▸ **PROBLEM TO SOLVE**: Each line in the records below, from the one that contains "PR #2303, opened 2020-04-01" to the one that contains "NPM version 6.13.4", should be reproduced exactly, the first and last included.

▸ **Stored data entries**:
:::::

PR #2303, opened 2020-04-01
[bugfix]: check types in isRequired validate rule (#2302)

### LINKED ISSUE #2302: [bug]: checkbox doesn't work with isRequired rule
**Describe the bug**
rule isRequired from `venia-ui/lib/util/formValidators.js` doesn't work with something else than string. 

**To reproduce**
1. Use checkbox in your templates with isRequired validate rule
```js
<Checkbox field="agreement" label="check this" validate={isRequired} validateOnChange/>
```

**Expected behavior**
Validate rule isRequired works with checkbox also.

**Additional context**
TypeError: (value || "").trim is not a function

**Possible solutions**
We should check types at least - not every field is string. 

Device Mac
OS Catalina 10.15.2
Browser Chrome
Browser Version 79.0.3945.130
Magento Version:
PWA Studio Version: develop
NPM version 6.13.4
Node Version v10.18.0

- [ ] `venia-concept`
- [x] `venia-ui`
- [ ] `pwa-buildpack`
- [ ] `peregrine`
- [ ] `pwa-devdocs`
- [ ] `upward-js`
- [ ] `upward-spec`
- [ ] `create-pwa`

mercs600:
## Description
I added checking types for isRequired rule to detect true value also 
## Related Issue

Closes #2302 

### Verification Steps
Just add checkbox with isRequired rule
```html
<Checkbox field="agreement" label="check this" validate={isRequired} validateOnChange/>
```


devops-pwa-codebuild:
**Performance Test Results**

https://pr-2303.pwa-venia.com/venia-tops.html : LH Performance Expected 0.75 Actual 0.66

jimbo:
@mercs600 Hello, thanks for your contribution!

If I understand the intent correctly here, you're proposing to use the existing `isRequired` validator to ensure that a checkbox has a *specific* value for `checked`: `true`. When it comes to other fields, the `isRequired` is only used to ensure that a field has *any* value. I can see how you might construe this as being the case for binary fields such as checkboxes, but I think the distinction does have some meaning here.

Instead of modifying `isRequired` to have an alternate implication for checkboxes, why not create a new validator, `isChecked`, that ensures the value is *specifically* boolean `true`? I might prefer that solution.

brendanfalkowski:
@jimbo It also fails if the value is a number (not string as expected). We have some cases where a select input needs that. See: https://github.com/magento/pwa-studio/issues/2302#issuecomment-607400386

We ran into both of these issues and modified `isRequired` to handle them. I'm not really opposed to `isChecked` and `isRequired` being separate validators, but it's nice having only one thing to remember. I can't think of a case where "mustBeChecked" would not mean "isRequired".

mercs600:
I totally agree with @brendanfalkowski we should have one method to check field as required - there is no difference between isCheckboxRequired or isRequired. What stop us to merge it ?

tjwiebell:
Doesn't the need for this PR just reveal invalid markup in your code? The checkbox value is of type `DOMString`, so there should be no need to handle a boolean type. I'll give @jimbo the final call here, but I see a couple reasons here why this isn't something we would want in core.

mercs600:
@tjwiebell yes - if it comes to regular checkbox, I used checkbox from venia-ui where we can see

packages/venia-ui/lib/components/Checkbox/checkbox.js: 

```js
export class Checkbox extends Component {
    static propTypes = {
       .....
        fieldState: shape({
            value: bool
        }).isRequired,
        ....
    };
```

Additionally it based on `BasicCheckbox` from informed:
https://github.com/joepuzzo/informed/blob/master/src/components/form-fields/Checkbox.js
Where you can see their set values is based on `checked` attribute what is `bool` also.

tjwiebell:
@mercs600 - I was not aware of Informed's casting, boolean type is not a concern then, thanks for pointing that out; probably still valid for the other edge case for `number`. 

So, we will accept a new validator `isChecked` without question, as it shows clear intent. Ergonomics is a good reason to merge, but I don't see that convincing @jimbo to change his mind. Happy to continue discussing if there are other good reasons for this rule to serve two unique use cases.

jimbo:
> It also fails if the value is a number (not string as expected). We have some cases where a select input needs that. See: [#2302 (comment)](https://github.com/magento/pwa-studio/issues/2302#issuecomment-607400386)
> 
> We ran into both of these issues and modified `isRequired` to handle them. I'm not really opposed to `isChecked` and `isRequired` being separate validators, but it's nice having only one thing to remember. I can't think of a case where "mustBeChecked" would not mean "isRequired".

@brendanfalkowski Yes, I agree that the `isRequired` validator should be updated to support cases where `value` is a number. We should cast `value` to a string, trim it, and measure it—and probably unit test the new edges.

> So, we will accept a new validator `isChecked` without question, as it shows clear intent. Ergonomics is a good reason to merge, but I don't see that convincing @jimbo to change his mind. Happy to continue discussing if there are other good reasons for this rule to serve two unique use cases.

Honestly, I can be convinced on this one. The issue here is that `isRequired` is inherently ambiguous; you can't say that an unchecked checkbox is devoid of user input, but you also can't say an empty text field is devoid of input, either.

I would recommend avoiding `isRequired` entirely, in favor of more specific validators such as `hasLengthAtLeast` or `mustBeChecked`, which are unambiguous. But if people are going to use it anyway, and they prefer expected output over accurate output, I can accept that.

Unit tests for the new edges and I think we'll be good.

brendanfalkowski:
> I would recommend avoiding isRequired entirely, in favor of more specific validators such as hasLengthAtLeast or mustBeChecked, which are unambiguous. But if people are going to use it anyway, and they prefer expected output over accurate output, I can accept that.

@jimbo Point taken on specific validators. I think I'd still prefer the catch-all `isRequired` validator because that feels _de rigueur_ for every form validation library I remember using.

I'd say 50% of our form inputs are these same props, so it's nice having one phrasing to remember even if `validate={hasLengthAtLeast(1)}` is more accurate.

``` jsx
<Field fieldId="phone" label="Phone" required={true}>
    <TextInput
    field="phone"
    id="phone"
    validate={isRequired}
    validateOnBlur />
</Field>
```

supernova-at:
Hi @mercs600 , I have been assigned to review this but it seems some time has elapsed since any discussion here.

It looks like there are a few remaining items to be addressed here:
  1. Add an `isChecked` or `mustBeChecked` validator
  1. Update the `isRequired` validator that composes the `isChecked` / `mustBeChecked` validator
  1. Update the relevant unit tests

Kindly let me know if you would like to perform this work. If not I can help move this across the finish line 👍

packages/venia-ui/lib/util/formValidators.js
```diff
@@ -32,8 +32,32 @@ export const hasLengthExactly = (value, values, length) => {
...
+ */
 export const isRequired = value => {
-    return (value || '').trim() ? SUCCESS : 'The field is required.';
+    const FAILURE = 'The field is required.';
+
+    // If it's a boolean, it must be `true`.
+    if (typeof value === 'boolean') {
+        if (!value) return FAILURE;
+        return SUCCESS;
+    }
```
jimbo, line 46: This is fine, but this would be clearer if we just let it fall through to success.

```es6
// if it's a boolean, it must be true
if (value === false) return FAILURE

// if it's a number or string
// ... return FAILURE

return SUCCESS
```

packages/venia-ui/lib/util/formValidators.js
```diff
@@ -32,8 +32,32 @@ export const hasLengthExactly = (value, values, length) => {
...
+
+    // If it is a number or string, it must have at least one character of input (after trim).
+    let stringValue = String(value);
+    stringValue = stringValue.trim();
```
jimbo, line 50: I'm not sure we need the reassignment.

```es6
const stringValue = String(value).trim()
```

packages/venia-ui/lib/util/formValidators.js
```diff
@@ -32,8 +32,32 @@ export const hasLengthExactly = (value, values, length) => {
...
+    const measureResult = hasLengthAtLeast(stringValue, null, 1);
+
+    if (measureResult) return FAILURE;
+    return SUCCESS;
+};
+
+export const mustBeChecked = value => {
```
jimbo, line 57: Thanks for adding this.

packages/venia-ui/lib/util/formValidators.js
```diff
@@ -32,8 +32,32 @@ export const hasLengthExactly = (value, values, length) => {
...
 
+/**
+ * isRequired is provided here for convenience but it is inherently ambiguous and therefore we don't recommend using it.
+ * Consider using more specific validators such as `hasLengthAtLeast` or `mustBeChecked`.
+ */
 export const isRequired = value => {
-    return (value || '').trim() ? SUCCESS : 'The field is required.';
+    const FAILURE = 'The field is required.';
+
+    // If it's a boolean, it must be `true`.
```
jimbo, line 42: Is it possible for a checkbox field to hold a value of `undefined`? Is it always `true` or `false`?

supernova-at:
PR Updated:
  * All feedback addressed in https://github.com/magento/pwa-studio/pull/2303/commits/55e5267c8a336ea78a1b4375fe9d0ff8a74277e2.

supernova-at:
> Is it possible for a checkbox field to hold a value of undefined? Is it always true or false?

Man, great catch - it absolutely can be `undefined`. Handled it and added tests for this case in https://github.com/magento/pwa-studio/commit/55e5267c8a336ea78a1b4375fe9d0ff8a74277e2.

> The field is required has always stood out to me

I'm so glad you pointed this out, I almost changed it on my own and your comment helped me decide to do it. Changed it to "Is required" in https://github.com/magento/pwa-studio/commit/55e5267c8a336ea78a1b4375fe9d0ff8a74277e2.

:::::

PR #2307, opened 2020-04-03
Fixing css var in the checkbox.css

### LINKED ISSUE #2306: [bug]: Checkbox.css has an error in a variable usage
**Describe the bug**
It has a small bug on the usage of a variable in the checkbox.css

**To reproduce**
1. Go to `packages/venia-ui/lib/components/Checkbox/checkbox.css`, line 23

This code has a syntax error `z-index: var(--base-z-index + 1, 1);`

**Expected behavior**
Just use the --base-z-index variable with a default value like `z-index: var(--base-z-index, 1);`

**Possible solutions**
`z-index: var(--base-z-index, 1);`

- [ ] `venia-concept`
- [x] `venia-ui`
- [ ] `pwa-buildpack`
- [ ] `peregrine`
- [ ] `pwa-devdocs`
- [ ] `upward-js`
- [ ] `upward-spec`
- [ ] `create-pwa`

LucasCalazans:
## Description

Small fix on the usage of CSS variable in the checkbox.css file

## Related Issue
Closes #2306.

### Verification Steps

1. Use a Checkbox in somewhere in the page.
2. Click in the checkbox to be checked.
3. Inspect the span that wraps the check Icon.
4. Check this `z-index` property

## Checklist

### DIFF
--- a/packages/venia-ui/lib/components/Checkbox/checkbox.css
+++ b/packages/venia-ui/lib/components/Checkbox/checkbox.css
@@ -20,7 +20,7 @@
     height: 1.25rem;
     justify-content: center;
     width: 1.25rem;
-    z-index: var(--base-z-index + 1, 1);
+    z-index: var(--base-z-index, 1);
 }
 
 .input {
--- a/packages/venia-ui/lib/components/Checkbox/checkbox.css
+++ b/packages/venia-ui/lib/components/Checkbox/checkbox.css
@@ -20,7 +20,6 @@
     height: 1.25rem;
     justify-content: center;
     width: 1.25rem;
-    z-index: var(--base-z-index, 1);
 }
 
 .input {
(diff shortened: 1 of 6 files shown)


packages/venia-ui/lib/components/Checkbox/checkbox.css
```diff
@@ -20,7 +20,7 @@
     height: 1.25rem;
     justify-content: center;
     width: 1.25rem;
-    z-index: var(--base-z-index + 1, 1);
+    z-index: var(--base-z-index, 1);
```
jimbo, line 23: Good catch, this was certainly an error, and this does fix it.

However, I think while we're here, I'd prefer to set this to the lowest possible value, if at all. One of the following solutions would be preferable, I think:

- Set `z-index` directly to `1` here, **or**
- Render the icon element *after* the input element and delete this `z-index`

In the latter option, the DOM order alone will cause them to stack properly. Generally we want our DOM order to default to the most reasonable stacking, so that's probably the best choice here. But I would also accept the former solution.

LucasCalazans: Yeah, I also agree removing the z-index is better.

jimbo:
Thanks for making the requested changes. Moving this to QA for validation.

:::::

▸ **COMPLETED TASK**:
PR #2303, opened 2020-04-01
[bugfix]: check types in isRequired validate rule (#2302)

### LINKED ISSUE #2302: [bug]: checkbox doesn't work with isRequired rule
**Describe the bug**
rule isRequired from `venia-ui/lib/util/formValidators.js` doesn't work with something else than string. 

**To reproduce**
1. Use checkbox in your templates with isRequired validate rule
```js
<Checkbox field="agreement" label="check this" validate={isRequired} validateOnChange/>
```

**Expected behavior**
Validate rule isRequired works with checkbox also.

**Additional context**
TypeError: (value || "").trim is not a function

**Possible solutions**
We should check types at least - not every field is string. 

Device Mac
OS Catalina 10.15.2
Browser Chrome
Browser Version 79.0.3945.130
Magento Version:
PWA Studio Version: develop
NPM version 6.13.4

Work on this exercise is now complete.